- Exercise objective -
Somewhere below are a line with "Open menu on" and a later line with "Lets confirm your". Output exactly those lines and all lines between them.

# # #

PR #17483, opened 2022-08-26
#7853 PostgreSQL specific templates added

### LINKED ISSUE #7853: Add PostgreSQL-specific generate SQL

plotn:
delete using, insert on conflict, add value to type, update from, check procedure


plotn:
god damn ))) I passed thru all checks!

ShadelessFox:
I can still see tabs used along with spaces. Can you please replace all tabs with 4 spaces?

plotn:
I added one new file. And i cant open "details" to see what's wrong - seems the service is down

plotn:
> I can still see tabs used along with spaces. Can you please replace all tabs with 4 spaces?

I removed all the tabs but some checks fails. The "details" still could not be opened, what should I do, @ShadelessFox ?

Destrolaric:
@plotn Hi, you have a failed compilation check, see the error below. I think it should be checkGenerator.  also one of your commits doesn't contain the proper ticket number and the ticket number in the title should be before the text description.

```
[ERROR] Failed to execute goal org.eclipse.tycho:tycho-compiler-plugin:2.7.4:compile (default-compile) on project org.jkiss.dbeaver.ext.postgresql.ui: Compilation failure: Compilation failure: 

[ERROR] /var/jenkins_home/jobs/DBeaverDesktop/jobs/dbeaver-ce-github-checks/branches/PR-17483/workspace/dbeaver/plugins/org.jkiss.dbeaver.ext.postgresql.ui/src/org/jkiss/dbeaver/ext/postgresql/ui/editors/PostgreSourceViewEditor.java:[111] 

[ERROR] 	DBRRunnableWithResult<String> generator = SQLEditorHandlerCheckProcedureConsole.CHECK_GENERATOR(entities);

[ERROR] 	                                                                                ^^^^^^^^^^^^^^^

[ERROR] The method CHECK_GENERATOR(List<DBSProcedure>) is undefined for the type SQLEditorHandlerCheckProcedureConsole

[ERROR] 1 problem (1 error)

[ERROR] -> [Help 1]

[ERROR] 

```

Destrolaric:
@plotn Hi, as I see by the checkstyle, you need to swap your internal java imports and other imports. This will resolve the issue.

plugins/org.jkiss.dbeaver.ext.postgresql.ui/src/org/jkiss/dbeaver/ext/postgresql/ui/editors/PostgreSourceViewEditor.java
```diff
@@ -82,6 +97,31 @@ public void run() {
                         refreshPart(PostgreSourceViewEditor.this, true);
                     }
                 }, true));
+            contributionManager.add(ActionUtils.makeActionContribution(
+                new Action("Check", Action.AS_PUSH_BUTTON) {
+                    {
+                        setToolTipText("Check (via plpgsql_check)");
+                    }
+
```
Destrolaric: I think it should be made via localization files.

plugins/org.jkiss.dbeaver.ext.postgresql.ui/src/org/jkiss/dbeaver/ext/postgresql/ui/editors/sql/handlers/SQLEditorHandlerCheckProcedureConsole.java
```diff
@@ -0,0 +1,105 @@
...
+            }
+        }
+        if (navContext == null || navContext.getDataSourceContainer() == null) {
+            log.debug("No active datasource");
+            return null;
+        }
+
+        DBRRunnableWithResult<String> generator = checkGenerator(entities);
+
+        String title = "Stored procedures check";
```
Destrolaric: I think it should be made via localization files.

plotn:
@Destrolaric , help please - what does it mean "Import statement for org.eclipse.core.runtime.CoreException is in the wrong order. Should be in the THIRD_PARTY_PACKAGE group, expecting not assigned imports on this line."

???

How should I do imports? Just sort alphabetically?

plugins/org.jkiss.dbeaver.ext.postgresql.ui/src/org/jkiss/dbeaver/ext/postgresql/ui/editors/sql/handlers/SQLEditorHandlerCheckProcedureConsole.java
```diff
@@ -0,0 +1,105 @@
...
+        if (entities.size() == 1 && !CommonUtils.isEmpty(procName)) {
+            title = procName + " check";
+        }
+
+        try {
+            openConsoleCheck(workbenchWindow, generator, navContext, title, true, currentSelection);
+        } catch (Exception e) {
+            DBWorkbench.getPlatformUI().showError("Open console", "Can open SQL editor", e);
```
Destrolaric: I think it should be made via localization files.

plotn:
"need to swap your internal java imports and other imports" - what is internal? import org.jkiss.dbeaver.ext.postgresql ?
Others - external? Internal first, external last? Or vice versa? Both lists alphabetically?

plugins/org.jkiss.dbeaver.ext.postgresql/plugin.xml
```diff
@@ -743,5 +743,21 @@ SELECT
...
+        </generator>
+        <generator id="tableUpdateFrom" class="org.jkiss.dbeaver.ext.postgresql.model.sql.generator.SQLGeneratorUpdateFrom" label="UPDATE FROM" description="UPDATE FROM (UPDATE with JOIN)" order="8">
+            <objectType name="org.jkiss.dbeaver.ext.postgresql.model.PostgreTableBase"/>
+        </generator>
+        <generator id="tableDeleteUsing" class="org.jkiss.dbeaver.ext.postgresql.model.sql.generator.SQLGeneratorDeleteUsing" label="DELETE USING" description="DELETE USING (DELETE with JOIN)" order="9">
+            <objectType name="org.jkiss.dbeaver.ext.postgresql.model.PostgreTableBase"/>
+        </generator>
+        <generator id="alterTypeAddValue" class="org.jkiss.dbeaver.ext.postgresql.model.sql.generator.SQLGeneratorTypeAddValue" label="ADD VALUE" description="ALTER TYPE ADD VALUE" order="1002">
+            <objectType name="org.jkiss.dbeaver.ext.postgresql.model.PostgreDataType"/>
+        </generator>
```
Destrolaric, line 760: I think label and description should be done via localization.

Destrolaric (changes requested):
The contribution looks good. But it's preferable to have the ability to localize those strings, documentation of how it may be done can be found here https://github.com/dbeaver/dbeaver/wiki/Localization. For other strings which should not be localized, please mark them as `//$NON-NLS-1$`.
P.S this is optional

plugins/org.jkiss.dbeaver.ext.postgresql.ui/src/org/jkiss/dbeaver/ext/postgresql/ui/editors/PostgreSourceViewEditor.java
```diff
@@ -17,20 +17,35 @@
 
 package org.jkiss.dbeaver.ext.postgresql.ui.editors;
 
+import java.util.ArrayList;
+import java.util.List;
+import java.util.Map;
+
+import org.eclipse.core.runtime.CoreException;
```
Destrolaric: The error appears due to internal java imports being first in PostgreSourceViewEditor

plugins/org.jkiss.dbeaver.ext.postgresql/plugin.xml
plotn: I guess this case should not be translated - they are SQL expressions. "Basic" templates are the same - INSERT, UPDATE, MERGE. I see only one word, that could be translated - "with". 
Are you sure we need to translate it?

Destrolaric: Yep, my bad, I agree.

plugins/org.jkiss.dbeaver.ext.postgresql.ui/src/org/jkiss/dbeaver/ext/postgresql/ui/editors/sql/handlers/SQLEditorHandlerCheckProcedureConsole.java
```diff
@@ -0,0 +1,105 @@
+/*
+ * DBeaver - Universal Database Manager
+ * Copyright (C) 2010-2022 DBeaver Corp and others
+ * Copyright (C) 2010-2017 Eugene Fradkin (eugene.fradkin@gmail.com)
```
LonwoLonwo: 4 line is redundant here

plotn:
Collegues. is everything ok now?

E1izabeth:
When adding localization to resource files, I guess you used some plugin which reordered all strings in this files. It would be nice to revert these unintended changes and add only a couple of lines which you really need.
Thank you for your corrections. We appreciate that.

plotn:
@E1izabeth , I followed by @Destrolartic recommendation - https://github.com/dbeaver/dbeaver/wiki/Localization
using ResourceBundle Editor. The reordering result - its work. If I shoud not use this way - then this documentation isnt correct, am I right?

E1izabeth (approved):

Destrolaric:
@plotn It's correct, but I think we need to add info about using IntelliJ IDEA for localization. Most of the devs use it, which is why we have different formatting.

plotn:
Ok, I'll change.
Add some notes into those document for further juniors.

ShadelessFox:
> The reordering result - its work. If I shoud not use this way - then this documentation isnt correct, am I right?

In general, it's ok to use it as long as you reformat it manually.

We primarily use IntelliJ IDEA which has its own version of editor for properties files and it does not result in such formatting. Personally, I like to edit localization files manually using text editor.

Destrolaric (approved):

LonwoLonwo:
I will approuve this PR after changes in localization files (PostgresResources.properties)

plotn:
> I will approuve this PR after changes in localization files (PostgresResources.properties)

done

plugins/org.jkiss.dbeaver.ext.postgresql.ui/src/org/jkiss/dbeaver/ext/postgresql/ui/editors/PostgreSourceViewEditor.java
```diff
@@ -82,6 +98,32 @@ public void run() {
...
+                    public void run() {
+                        IWorkbenchWindow workbenchWindow = UIUtils.getActiveWorkbenchWindow();
+                        List<DBSProcedure> entities = new ArrayList<>();
+                        entities.add((DBSProcedure) sourceObject);
+                        DBRRunnableWithResult<String> generator = SQLEditorHandlerCheckProcedureConsole.checkGenerator(entities);
+                        UIUtils.runInUI(workbenchWindow, generator);
+                        String sql = CommonUtils.notEmpty(generator.getResult());
+                        SQLNavigatorContext navContext = new SQLNavigatorContext(sourceObject);
+                        String procName = ((DBSProcedure) sourceObject).getName();
+                        String title = procName + " " + PostgreMessages.procedure_check_label2;
```
ShadelessFox: I'm not a fan of concatenating localized strings. Please use `Check {0}` and `NLS.bind`.

plugins/org.jkiss.dbeaver.ui.editors.sql/src/org/jkiss/dbeaver/ui/editors/sql/handlers/SQLEditorHandlerOpenObjectConsole.java
```diff
@@ -109,15 +109,35 @@ void openConsole(IWorkbenchWindow workbenchWindow, DBRRunnableWithResult<String>
...
+            doRun,
+            currentSelection,
+            sql, 
+            false);
+    }
+
+    /**
+     * openAndExecuteSQLScript with force sqlScript executing
+     */
+    public static void openAndExecuteSQLScriptExt(
```
ShadelessFox: Please just make it an overload, don't add `Ext` suffix

plugins/org.jkiss.dbeaver.ui.editors.sql/src/org/jkiss/dbeaver/ui/editors/sql/handlers/SQLEditorHandlerOpenObjectConsole.java
```diff
@@ -109,15 +109,35 @@ void openConsole(IWorkbenchWindow workbenchWindow, DBRRunnableWithResult<String>
...
         IWorkbenchWindow workbenchWindow,
         SQLNavigatorContext navigatorContext,
         String title,
         boolean doRun,
         ISelection currentSelection,
-        String sql) throws CoreException
-    {
+        String sql,
+        boolean forceScript) throws CoreException {
```
ShadelessFox: Clarify the parameter name and fix line wraps

```suggestion
        boolean forceProcessAsScript
    ) throws CoreException {
```

plugins/org.jkiss.dbeaver.ext.postgresql.ui/plugin.xml
```diff
@@ -310,6 +310,51 @@
...
+    <extension point="org.eclipse.ui.menus">       
+        <menuContribution allPopups="false" locationURI="popup:org.eclipse.ui.popup.any?after=generate">
+            <command commandId="org.jkiss.dbeaver.ext.postgresql.ui.editors.sql.handlers.plpgsql_check">
+                <visibleWhen checkEnabled="true"/>
+            </command>
+        </menuContribution>
+    </extension>
+    
+    <extension point="org.eclipse.ui.commands">
+        <command id="org.jkiss.dbeaver.ext.postgresql.ui.editors.sql.handlers.plpgsql_check" name="Check (via plpgsql_check)" description="Check function (via plpgsql_check)" categoryId="org.jkiss.dbeaver.ext.postgresql"/>
```
ShadelessFox: Having localization for `name` and `description` would be nice

```suggestion
        <command
            id="org.jkiss.dbeaver.ext.postgresql.ui.editors.sql.handlers.plpgsql_check"
            name="Check (via plpgsql_check)"
            description="Check function (via plpgsql_check)"
            categoryId="org.jkiss.dbeaver.ext.postgresql"/>
```

plugins/org.jkiss.dbeaver.ext.postgresql.ui/plugin.xml
```diff
@@ -310,6 +310,51 @@
...
+    </extension>
+    
+    <extension point="org.eclipse.ui.handlers">
+        <handler commandId="org.jkiss.dbeaver.ext.postgresql.ui.editors.sql.handlers.plpgsql_check" class="org.jkiss.dbeaver.ext.postgresql.ui.editors.sql.handlers.SQLEditorHandlerCheckProcedureConsole">
```
ShadelessFox:
```suggestion
        <handler
            commandId="org.jkiss.dbeaver.ext.postgresql.ui.editors.sql.handlers.plpgsql_check" 
            class="org.jkiss.dbeaver.ext.postgresql.ui.editors.sql.handlers.SQLEditorHandlerCheckProcedureConsole">
```

plugins/org.jkiss.dbeaver.ext.postgresql.ui/plugin.xml
```diff
@@ -310,6 +310,51 @@
...
+                        </adapt>
+                    </with>
+                </or>
+            </enabledWhen>            
+        </handler>
+    </extension>
+    
+    <!-- SQL Generators -->
+    <extension point="org.jkiss.dbeaver.sqlGenerator">
+        <generator id="procedureCheck" class="org.jkiss.dbeaver.ext.postgresql.model.sql.generator.SQLGeneratorProcedureCheck" label="CHECK (via plpgsql_check)" description="Check (via plpgsql_check)" order="2000">
```
ShadelessFox, line 316: Having localization for `label` and `description` would be nice

```suggestion
        <generator
        id="procedureCheck"
        class="org.jkiss.dbeaver.ext.postgresql.model.sql.generator.SQLGeneratorProcedureCheck"
        label="CHECK (via plpgsql_check)"
        description="Check (via plpgsql_check)" order="2000">
```

plugins/org.jkiss.dbeaver.ext.postgresql.ui/src/org/jkiss/dbeaver/ext/postgresql/PostgreMessages.java
```diff
@@ -190,7 +190,18 @@ public class PostgreMessages extends NLS {
...
+    /* Procedure check, etc */
+    
+    public static String procedure_check_label;
+    public static String procedure_check_label2;
+    public static String procedure_check_label_ext;
+    public static String procedure_check_description;
+    public static String source_view_show_header_label;
+    public static String source_view_show_header_description;
+    public static String message_open_console;
+    public static String error_cant_open_sql_editor;
```
ShadelessFox, line 203: Please group and prefix localization strings according to their usage, e.g.:

```
...
action_procedure_check_label
action_procedure_check_description
...
dialog_procedure_check_title
dialog_procedure_check_title_with_object
...
```

See my another note regarding localization

plugins/org.jkiss.dbeaver.ext.postgresql.ui/src/org/jkiss/dbeaver/ext/postgresql/model/sql/generator/SQLGeneratorProcedureCheck.java
```diff
@@ -0,0 +1,77 @@
...
+     * Generate PostgreSQL procedure check SQL - via https://github.com/okbob/plpgsql_check
+     */
+    public void generateStoredProcedureCall(StringBuilder sql, DBSProcedure proc, 
+            Collection<? extends DBSProcedureParameter> parameters) {
+        List<DBSProcedureParameter> inParameters = new ArrayList<>();
+        if (parameters != null) {
+            inParameters.addAll(parameters);
+        }
+        sql.append("select * from plpgsql_check_function('" + proc.getFullyQualifiedName(DBPEvaluationContext.DML) + "(");
+        if (!inParameters.isEmpty()) {
```
ShadelessFox: Redundant check

plugins/org.jkiss.dbeaver.ext.postgresql.ui/src/org/jkiss/dbeaver/ext/postgresql/model/sql/generator/SQLGeneratorProcedureCheck.java
```diff
@@ -0,0 +1,77 @@
...
+
+    /**
+     * Generate PostgreSQL procedure check SQL - via https://github.com/okbob/plpgsql_check
+     */
+    public void generateStoredProcedureCall(StringBuilder sql, DBSProcedure proc, 
+            Collection<? extends DBSProcedureParameter> parameters) {
+        List<DBSProcedureParameter> inParameters = new ArrayList<>();
+        if (parameters != null) {
+            inParameters.addAll(parameters);
+        }
```
ShadelessFox: Can be avoided by using `CommonUtils.safeList`

plugins/org.jkiss.dbeaver.ext.postgresql.ui/src/org/jkiss/dbeaver/ext/postgresql/model/sql/generator/SQLGeneratorProcedureCheck.java
```diff
@@ -0,0 +1,77 @@
...
+        sql.append("select * from plpgsql_check_function('" + proc.getFullyQualifiedName(DBPEvaluationContext.DML) + "(");
+        if (!inParameters.isEmpty()) {
+            boolean first = true;
+            for (DBSProcedureParameter parameter : inParameters) {
+                switch (parameter.getParameterKind()) {
```
ShadelessFox: Redundant `switch` block, just use `if` with a check for `DBSProcedureParameter.IN`

plugins/org.jkiss.dbeaver.ext.postgresql.ui/src/org/jkiss/dbeaver/ext/postgresql/model/sql/generator/SQLGeneratorProcedureCheck.java
```diff
@@ -0,0 +1,77 @@
...
+import java.util.ArrayList;
+import java.util.Collection;
+import java.util.List;
+
+public class SQLGeneratorProcedureCheck extends SQLGeneratorProcedure {
+
+    /**
+     * Generate PostgreSQL procedure check SQL - via https://github.com/okbob/plpgsql_check
+     */
+    public void generateStoredProcedureCall(StringBuilder sql, DBSProcedure proc,
```
ShadelessFox: This method is not called outside of this class. Consider making it `private` and moving it to the very bottom.

plugins/org.jkiss.dbeaver.ext.postgresql.ui/src/org/jkiss/dbeaver/ext/postgresql/ui/editors/sql/handlers/SQLEditorHandlerCheckProcedureConsole.java
```diff
@@ -0,0 +1,106 @@
...
+
+import java.util.ArrayList;
+import java.util.List;
+
+public class SQLEditorHandlerCheckProcedureConsole extends SQLEditorHandlerOpenObjectConsole {
+
+    private static final Log log = Log.getLog(SQLEditorHandlerCheckProcedureConsole.class);
+
+    public SQLEditorHandlerCheckProcedureConsole() {
+    }
```
ShadelessFox: Redundant constructor

ShadelessFox (changes requested):
Your PR has inconsistent use of `\n` and `getLineSeparator()`.

Consider using the latter to allow the `Compact SQL` option to work correctly.

plugins/org.jkiss.dbeaver.ext.postgresql.ui/src/org/jkiss/dbeaver/ext/postgresql/model/sql/generator/SQLGeneratorProcedureCheck.java
plotn: Can you write down an example? parameters arent List, but Collection

ShadelessFox: Then you can use `CommonUtils.safeCollection`.

plugins/org.jkiss.dbeaver.ext.postgresql.ui/src/org/jkiss/dbeaver/ext/postgresql/PostgresResources.properties
```diff
@@ -172,4 +172,13 @@ dialog_trigger_label_combo_event_type_tip = Choose trigger event type
 dialog_trigger_label_title = Create new Event Trigger
 
 dialog_trigger_edit_page_label_trigger_function = Trigger function
-dialog_trigger_edit_page_select_function_title = Select function for trigger
\ No newline at end of file
+dialog_trigger_edit_page_select_function_title = Select function for trigger
+
+procedure_check_label = Check
+procedure_check_label2 = "{0}" check
```
ShadelessFox: The `"Something" check` label looks weird to me. Wouldn't it be more natural if spelled `Check "Something"` instead?

plugins/org.jkiss.dbeaver.ext.postgresql.ui/src/org/jkiss/dbeaver/ext/postgresql/model/sql/generator/SQLGeneratorProcedureCheck.java
```diff
@@ -0,0 +1,94 @@
...
+    @Override
+    protected void generateSQL(DBRProgressMonitor monitor, StringBuilder sql, DBSProcedure proc) throws DBException {
+        Collection<? extends DBSProcedureParameter> parameters = proc.getParameters(monitor);
+        generateStoredProcedureCall(sql, proc, CommonUtils.safeCollection(parameters));
+    }
+    
+    /**
+     * Generate PostgreSQL procedure check SQL - via https://github.com/okbob/plpgsql_check
+     */
+    private void generateStoredProcedureCall(StringBuilder sql, DBSProcedure proc,
```
ShadelessFox: What is even the purpose of this method? You can inline it to avoid unnecessary indirection in the `generateSQL`.

plugins/org.jkiss.dbeaver.ext.postgresql.ui/src/org/jkiss/dbeaver/ext/postgresql/ui/editors/sql/handlers/SQLEditorHandlerCheckProcedureConsole.java
```diff
@@ -0,0 +1,103 @@
...
+import org.jkiss.utils.CommonUtils;
+
+import java.util.ArrayList;
+import java.util.List;
+
+public class SQLEditorHandlerCheckProcedureConsole extends SQLEditorHandlerOpenObjectConsole {
+
+    private static final Log log = Log.getLog(SQLEditorHandlerCheckProcedureConsole.class);
+    
+    void openConsoleCheck(IWorkbenchWindow workbenchWindow, DBRRunnableWithResult<String> generator,
```
ShadelessFox, line 47: This method can be inlined too.

plugins/org.jkiss.dbeaver.ext.postgresql.ui/src/org/jkiss/dbeaver/ext/postgresql/ui/editors/sql/handlers/SQLEditorHandlerCheckProcedureConsole.java
```diff
@@ -0,0 +1,103 @@
...
+        if (navContext == null || navContext.getDataSourceContainer() == null) {
+            log.debug("No active datasource");
+            return null;
+        }
+
+        DBRRunnableWithResult<String> generator = checkGenerator(entities);
+
+        String title = PostgreMessages.procedure_check_label_ext;
+        if (entities.size() == 1 && !CommonUtils.isEmpty(procName)) {
+            title = procName + " " + PostgreMessages.procedure_check_label2;
```
ShadelessFox: Please use `NLS.bind`

plugins/org.jkiss.dbeaver.ui.editors.sql/src/org/jkiss/dbeaver/ui/editors/sql/handlers/SQLEditorHandlerOpenObjectConsole.java
```diff
@@ -109,15 +109,40 @@ void openConsole(IWorkbenchWindow workbenchWindow, DBRRunnableWithResult<String>
...
+    /**
+     * openAndExecuteSQLScript in a SQL window
+     */
+    public static void openAndExecuteSQLScript(
+            IWorkbenchWindow workbenchWindow,
+            SQLNavigatorContext navigatorContext,
+            String title,
+            boolean doRun,
+            ISelection currentSelection,
+            String sql
```
ShadelessFox:
```suggestion
        IWorkbenchWindow workbenchWindow,
        SQLNavigatorContext navigatorContext,
        String title,
        boolean doRun,
        ISelection currentSelection,
        String sql
```

ShadelessFox (changes requested):

plugins/org.jkiss.dbeaver.ext.postgresql.ui/src/org/jkiss/dbeaver/ext/postgresql/PostgresResources.properties
```diff
@@ -175,10 +175,10 @@ dialog_trigger_edit_page_label_trigger_function = Trigger function
 dialog_trigger_edit_page_select_function_title = Select function for trigger
 
 procedure_check_label = Check
-procedure_check_label2 = "{0}" check
+procedure_check_label2 = check "{0}"
```
ShadelessFox: Is there any particular reasons to say `check` instead of `Check`?

plugins/org.jkiss.dbeaver.ext.postgresql.ui/src/org/jkiss/dbeaver/ext/postgresql/model/sql/generator/SQLGeneratorProcedureCheck.java
```diff
@@ -32,19 +32,11 @@
...
-    }
-    
-    /**
-     * Generate PostgreSQL procedure check SQL - via https://github.com/okbob/plpgsql_check
-     */
-    private void generateStoredProcedureCall(StringBuilder sql, DBSProcedure proc, 
-            Collection<? extends DBSProcedureParameter> parameters) {
+        Collection<? extends DBSProcedureParameter> parameters = CommonUtils.safeCollection(proc.getParameters(monitor));
         List<DBSProcedureParameter> inParameters = new ArrayList<>();
         inParameters.addAll(CommonUtils.safeCollection(parameters));
```
ShadelessFox: You don't need these. Just inline `CommonUtils.safeCollection(proc.getParameters(monitor))` in the loop, like so:

```java
for (DBSProcedureParameter parameter : CommonUtils.safeCollection(proc.getParameters(monitor))) {
    ...
}
```

ShadelessFox (changes requested):

ShadelessFox (approved):

E1izabeth (approved):

LonwoLonwo (approved):

serge-rider:
@plotn I see that you added a new command, new command handler and menu contributions for plpgsql_check.
Generally it looks very similar to what we call Tools. For example take a look at PostgreToolAnalyze or PostgreToolVacuum classes.
There is no need in new commands etc, it will automatically appear in Tools menu (context and main).

WDYT?
Thanks for the contribution :)

plotn:
Hi! Firstly - i googled what does it mean - WDYT. Ok, I found :)
But I still cannot catch the idea with "Tools" - I called popup menu on the function - I see tools (see screenshot), all the items are not assigned with this function - they are only "general" (e.g. Backup, Session Manager, etc ...).
dbeaver_tools

P.S.: It was a very difficult challenge for me to do that :) I was to make code style conformity even in that modules, which I did not wrote - only added some lines, it is very hard to "external" developer, I mean - the code clearance (with current requirements) are performing by the developer, who did not write this code before

plotn:
See two user scenarios, please
dbeaver_check_way1
dbeaver_check_way2

serge-rider:
A tool can be assigned to several object types: tbles, procedures, schemas, etc.
Open menu on a table to see available table tools there.
We don't have PG procedure tools yet.

So you could add a first PG procedure-specific tool.
Use `<objectType name="org.jkiss.dbeaver.ext.postgresql.model.PostgreProcedure"/>`

plotn:
Lets confirm your suggestion:
1. We remove (pg_check) item from "Function submenu", "Generate SQL submenu";
2. We put them under the "tools" menu;
3. But they do directly the same as they do now (open SQL window and executes check script).

Did I understand correct?

PS: I think we should let "UPDATE FROM", "INSERT ON CONFLICT", "DELETE USING" under the "Generate SQL" as they are now, yes?

serge-rider:
The idea is to delete command, command handler and direct menu contributions. And add tool instead.
From UI perspective it will look like you described.

plotn:
Let us do the following:

1. I will delete command, command handler and direct menu contributions for the "Check (via plpgsql_check)" item;
2. "UPDATE FROM", "INSERT ON CONFLICT", "DELETE USING" will remain unchanged - they are at their right place I think;
3. Button "Check" in the function's sql edit window also stays as where it is now (near "Show header").

This will be current MR.

Further: I will add tools for other plpgsql_check functionality (check, profiler, etc.)

This will be future MRs. Is that ok?

serge-rider:
Yes, sounds liek a good plan 👍

plotn:
@serge-rider, see please

serge-rider:
Thank you 👍 
We will test it first. The plan is to include it in 22.2.2 release.

plotn:
Thank you! I plan to continue contribution if this case will be successful (as we discussed and more). Additionally - look at my "merge generator fixed: - it is quite simple and clear. There is another one generator broken with same problem (maybe insert - I dont remember, but it is - I will fix it further).

Matvey16:
Verified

# # #

- Task answer -
Open menu on a table to see available table tools there.
We don't have PG procedure tools yet.

So you could add a first PG procedure-specific tool.
Use `<objectType name="org.jkiss.dbeaver.ext.postgresql.model.PostgreProcedure"/>`

plotn:
Lets confirm your suggestion:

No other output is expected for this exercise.